Beetlejuice Theme of Mortality

According to some belief systems, a good person's troubles vanish when they die, but the Maitlands' problems are just getting started when they kick the bucket. From the moment their car crashes, Adam and Barbara are totally confused by how to navigate this latest turn of events. It doesn't help that the entire afterlife is just one soulless bureaucracy.

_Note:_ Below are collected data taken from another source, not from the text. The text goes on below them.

PR #1920, opened 2020-11-21
Dependency micro optimizations

jtjeferreira:
since Dependency is now cached, "allocations" are more expensive. So I introduced a copy method to avoid chaining `with`s

### DIFF
--- a/modules/core/shared/src/main/scala/coursier/core/Definitions.scala
+++ b/modules/core/shared/src/main/scala/coursier/core/Definitions.scala
@@ -64,7 +64,7 @@ object ModuleName {
 
   override final lazy val hashCode = tuple.hashCode()
 
-  def copy(
+  private[core] def copy(
     organization: Organization = this.organization,
     name: ModuleName = this.name,
     attributes: Map[String, String] = this.attributes
--- a/modules/core/shared/src/main/scala/coursier/core/Definitions.scala
+++ b/modules/core/shared/src/main/scala/coursier/core/Definitions.scala
@@ -40,9 +40,10 @@ object ModuleName {
   attributes: Map[String, String]
 ) {
 
-  def trim: Module =
-    withOrganization(organization.map(_.trim))
-      .withName(name.map(_.trim))
+  def trim: Module = copy(
+    organization.map(_.trim),
+    name.map(_.trim)
+  )
 
   private def attributesStr = attributes.toSeq
     .sortBy { case (k, _) => k }
@@ -62,6 +63,12 @@ object ModuleName {
     s"${organization.value}:${name.value}"
 
   override final lazy val hashCode = tuple.hashCode()
+
+  def copy(
+    organization: Organization = this.organization,
+    name: ModuleName = this.name,
+    attributes: Map[String, String] = this.attributes
+  ) = Module(organization, name, attributes)
 }
 
 object Module {
--- a/modules/core/shared/src/main/scala/coursier/core/Dependency.scala
+++ b/modules/core/shared/src/main/scala/coursier/core/Dependency.scala
@@ -45,6 +45,14 @@ import dataclass.data
   def withPublication(name: String, `type`: Type, ext: Extension, classifier: Classifier): Dependency =
     withPublication(Publication(name, `type`, ext, classifier))
 
+  def copy(
+    module: Module,
+    version: String,
+    configuration: Configuration,
+    exclusions: Set[(Organization, ModuleName)],
+    attributes: Attributes
+  ) = Dependency(module, version, configuration, exclusions, attributes, this.optional, this.transitive)
+
   lazy val clearExclusions: Dependency =
     withExclusions(Set.empty)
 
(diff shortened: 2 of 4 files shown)


jtjeferreira:
I ran `coursier.benchmark.ResolutionTests` with 
`benchmark/jmh:run coursier.benchmark.ResolutionTests -i 1 -wi 0 -f1 -t1 -prof "async:libPath=/home/joao/async-profiler-1.8.2-linux-x64/build/libasyncProfiler.so;output=flamegraph"`

```
[info] Benchmark                           Mode  Cnt    Score   Error  Units
[info] ResolutionTests.coursierCli         avgt         3.993          ms/op
[info] ResolutionTests.coursierCli:·async  avgt           NaN            ---
[info] ResolutionTests.sparkSql            avgt       176.868          ms/op
[info] ResolutionTests.sparkSql:·async     avgt           NaN            ---
```
vs 2.0.7
```
[info] Benchmark                           Mode  Cnt    Score   Error  Units
[info] ResolutionTests.coursierCli         avgt         4.002          ms/op
[info] ResolutionTests.coursierCli:·async  avgt           NaN            ---
[info] ResolutionTests.sparkSql            avgt       198.346          ms/op
[info] ResolutionTests.sparkSql:·async     avgt           NaN            ---
```

Also in the flamegraph the references to "refhashmap" were reduced from 12.7% to 8.4%

jtjeferreira:
More recent number for `benchmark/jmh:run coursier.benchmark.ResolutionTests -i 5 -wi 1 -f1 -t1 -prof "async:libPath=/home/joao/async-profiler-1.8.2-linux-x64/build/libasyncProfiler.so;output=flamegraph"`


```
[info] Benchmark                           Mode  Cnt    Score   Error  Units
[info] ResolutionTests.coursierCli         avgt    5    3.149 ± 0.068  ms/op
[info] ResolutionTests.coursierCli:·async  avgt           NaN            ---
[info] ResolutionTests.sparkSql            avgt    5  158.446 ± 9.968  ms/op
[info] ResolutionTests.sparkSql:·async     avgt           NaN            ---
```

vs 2.0.7

```
[info] Benchmark                           Mode  Cnt    Score   Error  Units
[info] ResolutionTests.coursierCli         avgt    5    3.135 ± 0.071  ms/op
[info] ResolutionTests.coursierCli:·async  avgt           NaN            ---
[info] ResolutionTests.sparkSql            avgt    5  176.969 ± 6.622  ms/op
[info] ResolutionTests.sparkSql:·async     avgt           NaN            ---
```

modules/core/shared/src/main/scala/coursier/core/Definitions.scala
```diff
@@ -62,6 +63,12 @@ object ModuleName {
     s"${organization.value}:${name.value}"
 
   override final lazy val hashCode = tuple.hashCode()
+
+  def copy(
```
alexarchambault, line 67: I'm wary of the binary compatibility story of `copy` methods… Couldn't we add more fine grained methods, like
```scala
def update(
  org: Organization,
  name: Name
): Module = …
```
with no default values in particular.

It may also be interesting to generate a full `copy` method from data-class, but marked as `private`. That way, we would call that private `copy` from additional methods like `update`.

modules/core/shared/src/main/scala/coursier/core/Dependency.scala
```diff
@@ -45,6 +45,16 @@ import dataclass.data
   def withPublication(name: String, `type`: Type, ext: Extension, classifier: Classifier): Dependency =
     withPublication(Publication(name, `type`, ext, classifier))
 
+  def copy(
```
alexarchambault, line 48: Like above, let's just add a more fine grained `update` method, with no default values.

modules/core/shared/src/main/scala/coursier/core/Definitions.scala
jtjeferreira: as long this is not an autogenerated copy method then it is a binary compatible one, right? 

I can try to make a PR to data-class, but that might take while...

alexarchambault: I was thinking, we could just mark this `private[core]`, and be done with it (no need to consider binary compatibility then):
```suggestion
  private[core] def copy(
```

modules/core/shared/src/main/scala/coursier/core/Dependency.scala
alexarchambault: Just like above, we can mark this `private[core]`, so that we don't have to maintain binary compatibility for it:
```suggestion
  private[core] def copy(
```

modules/core/shared/src/main/scala/coursier/core/Definitions.scala
jtjeferreira: Sorry I forgot about this PR...

jtjeferreira: @alexarchambault ready for review/merge...

alexarchambault (approved):
Thanks!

Death is mostly played for laughs in Beetlejuice. Barbara and Adam's reaction to their own deaths is not so much horror and grief as it is exasperation—it's just all so confusing and then there are these annoying people redecorating their house. The only time the film allows some tragedy to seep in is during the séance, when we see the Maitlands reanimated and then die. Again. And this time they know it's happening. Otherwise, the worst thing about dying is the long lines in the afterlife waiting room.

Questions about Mortality

  1. Why do you think the recently deceased aren't offered more help than just a handbook and eventual visit with a caseworker?
  2. Why don't the recently deceased characters realize they're dead? Does this push the plot forward at all? Is it just played for laughs?
  3. Miss Argentina explains that the punishment for suicide is a lifetime spent working as a civil servant in the afterlife. Is this a fitting penalty? Or just a tasteless joke?

Chew on This

Take a peek at these thesis statements. Agree or disagree?

The film actually has some pretty profound things to say about what it really means to be alive or dead—meaningful relationships, emotional connections, etc.

This is a comic horror movie, and the protagonists just happen to be dead. No meaning necessary.